Polk County District Court Judge Jeffrey Farrell Pool photo via KCCI-TV

Polk County District Court Judge Jeffrey Farrell
Pool photo via KCCI-TV

Polk County District Court Judge Jeffrey Farrell ruled Monday that Iowa’s three-day waiting period is constitutional, rejecting a challenge from Planned Parenthood of the Heartland and the American Civil Liberties Union of Iowa, which sued in May.

“The Iowa Act is arguably the strictest mandatory waiting period law in the country, but the only question to the court is whether it complies with the constitutional standard,” he wrote in a 48-page decision. “It does.”

The constitutional standard, Farrell wrote, comes from Planned Parenthood v. Casey–whether the law places an “undue burden” on a woman’s right to abortion. SF 47 does not.

“The undue burden standard has been criticized, but it fairly balances the two competing interests of a woman’s right to choose an abortion versus the public’s interest in potential life,” Judge Farrell wrote. “The evidence at trial focused on the hardships women face when dealing with an unwanted pregnancy, but the public’s interest in potential life is an interest that cannot be denied under the law. Both of these interests are important.”

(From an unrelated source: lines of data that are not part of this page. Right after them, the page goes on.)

PR #35, opened 2021-04-16
add simple devshell

blaggacao:
```console
$ flake-utils-plus git:(da/add-devshell) nix develop
🔨 Welcome to flake-utils-plus

[checks]

  check-fully-featured-example
  check-somewhat-realistic-example
  evalnix

[formatters]

  fmt

[general commands]

  menu                             - prints this menu

[flake-utils-plus]$
```

---

I also in-lined the CI with this approach &mdash; and surfaced a bug, I guess.

Please consider commit messages, somewhat individually.


Pacman99:
I'm not sure about this. I don't think devshell is really needed for fup development. But also this does sort of add a nixpkgs/devshell dependency, but in a weird way. It feels like fup would now be unofficially dependent on nixpkgs and devshell. Almost like false advertising. 
The decision has been made to use pure nix and if we're trying to add features or tools to the project that require an additional dependency, then we need to evaluate if fup really should be adding that feature or tool.

blaggacao:
The issue that really warranted this is that my local version of `nixpkgs-fmt` formatted differently than the one used by CI. The only solution is to pin nixpkgs for that purpose. Somehow.

I was also frustrated, that it wasn't cheap (enough) to locally test stuff against the examples.

Devshell is a match made in heaven to comfortably streamline CI & dev environment. It has thise nice MOTD feature and makes it obvious and cheaply discoverable for contributors to preemt CI checks, locally.

Many dependency systems provide for dev dependencies that are completely optional. Flake's don't seem to have gained that distinction yet, and we don't want to overload normal users of this flake with dependencies that are completely irrelevant for the library.

The work-around as exposed here is copied over from the devshell repo, which does basically the same thing. It's the only way I've found to decouple those deps &mdash; a part from implementing a subflake for shell/ci, but that would break the increasingly well known `nix develop` workflow at the expense of doing something like nix develop ./shell-sub-flake or so.

blaggacao:
I'll finish this off tomorrow early on.

Pacman99:
I get all the advantages devshell provides, so I'm not entirely against this. I'm just worried about the fetchTarball calls, it feels a bit wrong and "hides" dependencies of fup. Development dependencies can still be considered dependencies.

> The work-around as exposed here is copied over from the numtide/devshell repo, which does basically the same thing. It's the only way I've found to decouple those deps — apart from implementing a subflake for shell/ci, but that would break the increasingly well known nix develop workflow at the expense of doing something like nix develop ./shell-sub-flake or so.

I think I would actually prefer the sub flake. That way we use standard flake apis - I'm against fetchTarball when flakes exist - and a user can see exactly what the development dependencies are instead of them being hidden in a shell.nix. And it won't pollute the library's dependencies.

blaggacao:
> I think I would actually prefer the sub flake.

I completely hear where you are aiming at. And I share you're principled approach.

It would have a couple of consequences, though:
- We'd have to stack it away in a subfolder
- We'd have to deviate from `nix develop` (the common standard to hack on a repo). If we "pull up" the entire sub-flake, we also pull up their entire dependencies, also for users.
- It would not work for people that still hack on `nix-shell`

shell.nix
```diff
@@ -0,0 +1,21 @@
...
+
+  nixpkgsSrc = fetchTarball {
+    url = "https://github.com/NixOS/nixpkgs/archive/${nixpkgsGitRev}.tar.gz";
+    sha256 = "080fvmg0i6z01h6adddfrjp1bbbjhhqk32ks6ch9gv689645ccfq";
+  };
+
+  devshellSrc = fetchTarball {
+    url = "https://github.com/numtide/devshell/archive/${devshellGitRev}.tar.gz";
+    sha256 = "1px9cqfshfqs1b7ypyxch3s3ymr4xgycy1krrcg7b97rmmszvsqr";
+  };
```
Pacman99, line 15: Is it ok to call fetchTarball in pure mode? I thought even with passing the hash its still not allowed.

Pacman99 (approved):
I read through this a bit more and I think I'm more okay with it. It improves checks a lot - which I clearly need - and it looks like it would be useful for development.
The devshell looks really nice! I like the new checks.

shell.nix
blaggacao: Maybe the fact that `nix develop` is working implicitly answers this with "yes"? I think I remember ix 3.0 is pure by default? Not sure at all, though.

.github/workflows/ci.yaml
```diff
@@ -9,7 +9,7 @@ jobs:
       - uses: cachix/install-nix-action@v13
       - name: Check Nix parsing
         run: |
-          find . -name "*.nix" -exec nix-instantiate --parse --quiet {} >/dev/null +
+          nix-shell --run evalnix
```
gytis-ivaskevicius, line 12: `nix-shell` - so much for migration to flakes :D Can we use nix 3.0 syntax, please?

shell.nix
gytis-ivaskevicius: fetch is fine as long as there is a sha256 specified

gytis-ivaskevicius (changes requested):
Okay, so first of all action ci.yaml is outdated, as for devshell thingy - I'd say an obvious solution is to implement it as part of one of the examples or as a separate flake on its own. This way we would not need to care about updating nixpkgs/devshell hashes

Another solution is to evaluate shell.nix manually

Anyways, the issue seems to exist due to the version difference on stable/unstable channels (1.0.0 vs 1.2.0). Pinning it locally is an option as well


If current implementation is fine by both of you - it is fine by me as well

Pacman99:
I'm not yet convinced on why it can't be put into a subfolder.
`nix develop ./shell` isn't that bad. We can still have a root level shell.nix to support `nix-shell` users - not that many fup developers would be using nix-shell.
github actions is a good argument against this. But could we setup cachix to use nix-shell instead? and put a shell.nix in root level to work with that.

gytis-ivaskevicius:
So, any changes planned? should we fix up conflicts and merge this one as well?

blaggacao:
I can rebase, but I have to let go on further improvements.

If we can merge that then, I shall be hugely rewarded.

blaggacao:
Final shape, good to go:
```console
$ 🔨 Welcome to flake-utils-plus

[checks]

  evalnix                    - Check Nix parsing
  fmt                        - Check Nix formatting

[checks (fully featured example)]

  nix-build-morty-ff         - Build Morty configuration
  nix-build-rick-ff          - Build Rick configuration
  nix-build-summer-ff        - Build Summer configuration
  nix-flake-check-ff         - Run 'nix flake check'
  nix-flake-show-ff          - Run 'nix flake show'

[checks (somewhat realistic example)]

  nix-build-hostnameone-sr   - Build HostnameThree configuration
  nix-build-hostnamethree-sr - Build HostnameThree (darwin) configuration
  nix-flake-check-sr         - Run 'nix flake check'
  nix-flake-show-sr          - Run 'nix flake show'

[general commands]

  menu                       - prints this menu

[flake-utils-plus]$
```

blaggacao:
@gytis-ivaskevicius rebase-merge? (it's just dev tooling convenience)

gytis-ivaskevicius (approved):
Looks fine to me. Rebase is probably unnecessary. Feel free to merge it :+1: 

Also, here is another solution to this devshell dependency issue (might be cool to do so in the long run): 
Ripoff another numtide project and add it as part of this repo :D

blaggacao:
> Also, here is another solution to this devshell dependency issue

I'm convinced the only correct solution is ro add the notion of development dependencies (not build dependencies).

The nix ecosystem has not yet "outgrown" the build(-only) focus, of which the original idwa of `nix-shell` to give access to the _build_ instead of the _development_ environment still testifies.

To the argument that the 2016 Supreme Court decision in Whole Woman’s Health v. Hellerstedt changes the analytical framework, Judge Farrell responded

The United States Supreme Court has established that the state has an interest in potential life, and that it may promote that interest by requiring informed consent as long as it does [not]create a substantial obstacle to a woman seeking an abortion. As stated in Casey, “Under the undue burden standard, a State is permitted to enact persuasive measures which favor childbirth over abortion, even those measures do not further a health interest.” According, as applied to the present case, the analysis from Casey remains unchanged by Hellerstedt.”

In addition, Planned Parenthood of the Heartland, one of PPFA’s largest affiliates, “contended that some sections of the law violate the Iowa Constitution, citing a lack of due process and equal-protection rights,” reported Tony Leys and William Petroski for the Des Moines Register.

Waiting periods are both common and common sense legislation. According to Ingrid Duran, director of State Legislation for NRLC, 19 states have 24 hour waiting periods, three states have 48 hour waiting periods, and seven states have a 72 hour waiting period. One state has an 18 hour waiting period.

When he signed SF 471, then-Gov. Terry Branstad said it was one of the most prolife bills passed in years. “I have been fighting for the unborn since I ran for the Legislature in 1972, and I have not stopped. I am really pleased with this General Assembly and the progress that was made,” Branstad said at the time. “I think that this year was really a banner year for the pro-life movement. History was made this session.”

There are other provisions in SF 471. The law prohibits abortions performed at 20 weeks and beyond (“that provision was not a focus of the lawsuit,” according to the Register), and also requires that women have the option of viewing an ultrasound and receiving materials about risks associated with abortion.

Planned Parenthood and the ACLU immediately filed notice that they plan to appeal to the Iowa Supreme Court.